- Required action:
Each line that contains the word "those" is to be copied from the records below.

- Task inputs:
PR #2355, opened 2022-06-17
AWS Concepts

rdettai:
Add concepts to AWS types

### :memo: Checklist

Concepts need to be on the server side, so we replace the default vast image with a custom one that contains the concept files. This has also the benefit of moving the image closer to fargate, hence improving server startup time.


rdettai:
@mavam I have only added two very basic concepts that will be there in most AWS events: the region and the account id. The goal here is mostly to show that it works. Obviously this can be built upon and extended, I think there is a lot more modelling that could be done.

rdettai:
Integration test [OK](https://github.com/rdettai/vast/runs/6932222105)

PR #2357, opened 2022-06-17
Tune web content a bit

mavam:
This PR tunes some web content.

Ideally read it top-to-bottom again.


tobim (approved):
From a high-level perspective I think this is a good improvement.

web/blog/apache-arrow-as-platform-for-security-data-engineering/index.md
```diff
@@ -15,70 +14,89 @@ Influx's [IOx][iox], DataDog's [Husky][husky], Anyscale's [Ray][ray],
...
+platform is support for the *security* domain. This is where Arrow's [extension
+types][extension-types] come into play. They add *semantics* to otherwise
+generic types, e.g., by telling the user "this is a transport-layer port" and
+not just a 16-bit unsigned integer, or "this is a connection 4-tuple to
+represent a network flow" instead of "this is a record with 4 fields of type
+string and unsigned integer". Extension types are composable and allow for
+creating a rich typing layer with meaningful domain objects on top of a
+standardized data representation. Since they are embedded in the data, they do
+not have to be made available out-of-band when crossing the boundaries of
+different tools. Now we have self-describing security data.
```
tobim, line 85: This is only half-true, since extension types must be registered so they can be used, and the extra operations can't be pushed down into the arrow library itself. @dominiklohmann correct me if there is some way to extend the API.

mavam: It sounds like you're talking about "code" whereas I'm talking about "data". Client-libraries with type munching will always be a nicer DX than pure-play Arrow extension types, although you get quite for without it.

PR #2363, opened 2022-06-20
Emit event and partition metrics from the catalog

dominiklohmann:
This adds `catalog.num-{events,partitions}` metrics to the output of the catalog, both containing the schema name and the partition version in the metrics metadata under `metadata_schema` and `metadata_partition-version` respectively.

### :memo: Checklist

@tobim we talked about having such a metric this morning, and I happened to need this for debugging another thing I was looking at, so I figured I'd just create a quick PR for this.

I think the review should be straightforward. I tested this locally by looking at the `metrics.log` file and verifying the numbers match what's in the status output.


tobim (approved):
Looks promising. Looking forward to seeing this on a dashboard.

PR #2365, opened 2022-06-20
Add a few additional checks to the query queue

tobim:
These checks are motivated by some spurious warnings about failed partition loads during testing. The added assertions are intended to verify that the query queue works correctly.

### :memo: Checklist

A "static" review should suffice. The commits are orthogonal.

### DIFF
--- a/libvast/include/vast/detail/algorithms.hpp
+++ b/libvast/include/vast/detail/algorithms.hpp
@@ -18,7 +18,7 @@ namespace vast::detail {
 template <class T>
 concept has_contains = requires(T& t, typename T::value_type& x) {
   requires concepts::container<T>;
-  requires t.contains(x);
+  { t.contains(x) } -> std::convertible_to<bool>;
 };
 
 template <concepts::range T, class U>
--- a/libvast/include/vast/detail/algorithms.hpp
+++ b/libvast/include/vast/detail/algorithms.hpp
@@ -25,7 +25,8 @@ template <concepts::range T, class U>
 bool contains(const T& t, const U& x) {
   if constexpr (has_contains<T>)
     return t.contains(x);
-  return std::find(t.begin(), t.end(), x) != t.end();
+  else
+    return std::find(t.begin(), t.end(), x) != t.end();
 }
 
 template <class Collection>
--- a/libvast/include/vast/detail/algorithms.hpp
+++ b/libvast/include/vast/detail/algorithms.hpp
@@ -8,10 +8,25 @@
 
 #pragma once
 
+#include "vast/concepts.hpp"
+
 #include <algorithm>
 #include <vector>
 
 namespace vast::detail {
+
+template <class T>
+concept has_contains = requires(T& t, typename T::value_type& x) {
+  requires concepts::container<T>;
+  requires t.contains(x);
+};
+
+template <concepts::range T, class U>
+bool contains(const T& t, const U& x) {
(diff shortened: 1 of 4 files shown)


libvast/src/query_queue.cpp
```diff
@@ -62,18 +77,17 @@ query_queue::insert(query_state&& query_state, std::vector<uuid>&& candidates) {
...
-    auto it = std::find_if(partitions.begin(), partitions.end(), [&](auto& x) {
-      return x.partition == cand;
-    });
+    auto it = std::find(partitions.begin(), partitions.end(), cand);
     if (it != partitions.end()) {
       it->priority += query_state_it->second.query.priority;
       it->queries.push_back(qid);
+      VAST_ASSERT_CHEAP(!detail::contains(inactive_partitions, cand),
+                        "A partition must not be active and inactive at the "
+                        "same time");
```
dominiklohmann, line 86: Isn't this check being executed `candidates * inactive-partitions` times? I wouldn't call this cheap.

libvast/include/vast/query_queue.hpp
```diff
@@ -55,9 +55,9 @@ class query_queue {
     std::vector<uuid> queries;
     bool erased = false;
 
-    friend auto operator<=>(const entry& lhs, const entry& rhs) {
-      return lhs.priority <=> rhs.priority;
-    }
+    friend bool operator<(const entry& lhs, const entry& rhs) noexcept;
+    friend bool operator==(const entry& lhs, const uuid& rhs) noexcept;
+    friend bool operator==(const uuid& lhs, const entry& rhs) noexcept;
```
dominiklohmann, line 60: Only one of these should be needed in C++20, as the [primary comparison operators can be reversed](https://brevzin.github.io/c++/2019/07/28/comparisons-cpp20/).

libvast/include/vast/detail/algorithms.hpp
```diff
@@ -8,11 +8,26 @@
...
+
 #include <algorithm>
 #include <vector>
 
 namespace vast::detail {
 
+template <class T>
+concept has_contains = requires(T& t, typename T::value_type& x) {
+  requires concepts::container<T>;
+  requires t.contains(x);
```
dominiklohmann, line 21:
```suggestion
  { t.contains(x) } -> std::convertible_to<bool>;
```

I don't think you're checking what you want to check otherwise.

libvast/include/vast/detail/algorithms.hpp
```diff
@@ -8,11 +8,26 @@
...
+};
+
+template <concepts::range T, class U>
+bool contains(const T& t, const U& x) {
+  if constexpr (has_contains<T>)
+    return t.contains(x);
+  return std::find(t.begin(), t.end(), x) != t.end();
```
dominiklohmann, line 28:
```suggestion
  else
    return std::find(t.begin(), t.end(), x) != t.end();
```

Without this else, the function fails to compile if `t.contains(x)` is valid, but `*t.begin() == x` is not, which would be the case for maps, where dereferencing the iterator would yield the key-value pairs, while contains just takes the key.

dominiklohmann (approved):
Approving this already, but I've left a few remarks inline that I'd like to see addressed. I think this is a good way of debugging this, we can probably deploy this and the other changes since the v2.1.0-rc2 as a v2.1.0-rc3 tomorrow.

PR #2366, opened 2022-06-20
Optimize catalog field extractor matching

tobim:
An attempt to improve the performance by doing a cheaper suffix match and moving the type check back.

### :memo: Checklist

### DIFF
--- a/libvast/src/system/catalog.cpp
+++ b/libvast/src/system/catalog.cpp
@@ -344,14 +344,31 @@ catalog_state::lookup_impl(const expression& expr) const {
         },
         [&](const field_extractor& lhs, const data& d) -> result_type {
           auto pred = [&](const auto& field) {
-            if (!compatible(field.type(), x.op, d))
+            auto match_name = [&] {
+              auto field_name = field.field_name();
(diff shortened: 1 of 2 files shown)


libvast/src/system/catalog.cpp
```diff
@@ -344,14 +344,31 @@ catalog_state::lookup_impl(const expression& expr) const {
...
-            if (!compatible(field.type(), x.op, d))
+            auto match_name = [&] {
+              auto field_name = field.field_name();
+              auto key = std::string_view{lhs.field};
+              if (field_name.length() >= key.length()) {
+                auto pos = field_name.length() - key.length();
+                auto sub = field_name.substr(pos);
+                return sub == key && (pos == 0 || field_name[pos - 1] == '.');
+              }
+              auto layout_name = field.layout_name();
```
dispanser, line 355: there is no code path in the unit tests that exercise the case `key.length() > field_name.length()`, so it's a bit hard to see correctness.

dispanser (approved):
I added a few assertions in one of our existing test cases to convince myself that the code is doing what it seems to be doing, and pushed those as discussed.

PR #2368, opened 2022-06-22
Fix missing bucket when datasource not used

rdettai:
Currently, if the datasource bucket is not defined in `.env`, a default dummy value is used and hence the datasource that is in charge of checking that the bucket is valid fails. We propose using a provisioner instead.

### :memo: Checklist


rdettai:
https://github.com/rdettai/vast/runs/6999918998

dispanser (approved):
I have not tested this specifically but it looks OK

PR #2370, opened 2022-06-22
Improve error management in Lambda

rdettai:
Currently:
- the commands that fail are not logged as errors in lambda
- the way stdout and stderr are multiplexed is hard to use in practice

We propose to raise an exception is the command returns a non 0 code and to return an object with both stdout and stderr from the lambda otherwise.

### :memo: Checklist

- Note that in the lambda, we log the stderr in real time to allow better monitoring of long running lambdas. To avoid duplication of those logs when an exception is raised, we silence it in a "hacky way" (temp redirect of the python sys.stdout)
- the web documentation wast not updated with the new output format of the lambda as this would be an excessive level of detail. The CLI help was updated instead.

### DIFF
--- a/cloud/aws/cli/core.py
+++ b/cloud/aws/cli/core.py
@@ -274,7 +274,16 @@ def run_lambda(c, cmd):
     )
     resp_payload = lambda_res["Payload"].read().decode()
     if "FunctionError" in lambda_res:
-        mess = f'{lambda_res["FunctionError"]}: {resp_payload}'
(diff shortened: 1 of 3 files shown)


rdettai:
https://github.com/rdettai/vast/actions/runs/2541220246

dispanser (approved):
Approving this; tested the initial version, but I think our following discussion has been integrated into the final result.

PR #2371, opened 2022-06-22
Fix schema names in the catalog metrics

tobim:
### :memo: Checklist

Test if the metrics are correct now. Ideally with a database containing both old and new partitions.


tobim:
This turned out to be unnecessary, the code is already correct as-is.

PR #2614, opened 2022-10-07
Attempt to fix the static binary build for the web plugin

dit7ya:
PR to check if the regular CI build works with this fix.

### :memo: Reviewer Checklist


lava (approved):
I think @tobim still had some open questions about whether it makes sense to always use our own CMakeLists for restinio so we can avoid the custom http-parser workarounds that the static build uses, but in the meantime this solution seems to work well enough.

plugins/web/CMakeLists.txt
```diff
@@ -26,11 +26,16 @@ VASTRegisterPlugin(
 
 find_package(OpenSSL REQUIRED)
 
-# Setup dependency code from submodules.
-list(PREPEND CMAKE_MODULE_PATH "${CMAKE_CURRENT_SOURCE_DIR}/cmake")
-add_subdirectory(aux)
-target_link_libraries(web PRIVATE restinio)
-list(POP_FRONT CMAKE_MODULE_PATH)
+if (VAST_ENABLE_SYSTEM_RESTINIO)
```
dominiklohmann, line 29: Should this use the same logic as other optionally bundled packages, e.g., similar to `VAST_ENABLE_BUNDLED_CAF` or `VAST_ENABLE_BUNDLED_ROBIN_MAP`?

The option here is essentially undocumented, and the logic differs from what we do in `libvast/CMakeLists.txt` for the others. The naming also differs, which I find rather confusing.

tobim: Makes sense to align with the rest.
I would put the option into the plugin CMakelists.txt and enable it by default.

dominiklohmann: Yeah, I'm pushing a fix to this directly, we just talked about this quickly in Slack.

dominiklohmann: @tobim mind taking a look at that last commit I just pushed and resolving this if you're fine with the change?

plugins/web/CMakeLists.txt
```diff
@@ -26,10 +26,18 @@ VASTRegisterPlugin(
...
   find_package(fmt REQUIRED)
-  find_package(restinio REQUIRED)
-else ()
+  find_package(restinio)
+endif ()
+if (NOT restinio_FOUND)
+  if (NOT VAST_ENABLE_BUNDLED_RESTINIO)
+    message(
+      STATUS "Cannot find installed restinio; falling back to bundled version")
+  endif ()
```
tobim, line 40: If the user opts out explicitly it should rather fail, should it not?

dominiklohmann: We talked about this in the Huddle; I pushed a change in the most recent commit that makes this a bit better.

tobim (approved):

- Answer space:
I added a few assertions in one of our existing test cases to convince myself that the code is doing what it seems to be doing, and pushed those as discussed.
- Note that in the lambda, we log the stderr in real time to allow better monitoring of long running lambdas. To avoid duplication of those logs when an exception is raised, we silence it in a "hacky way" (temp redirect of the python sys.stdout)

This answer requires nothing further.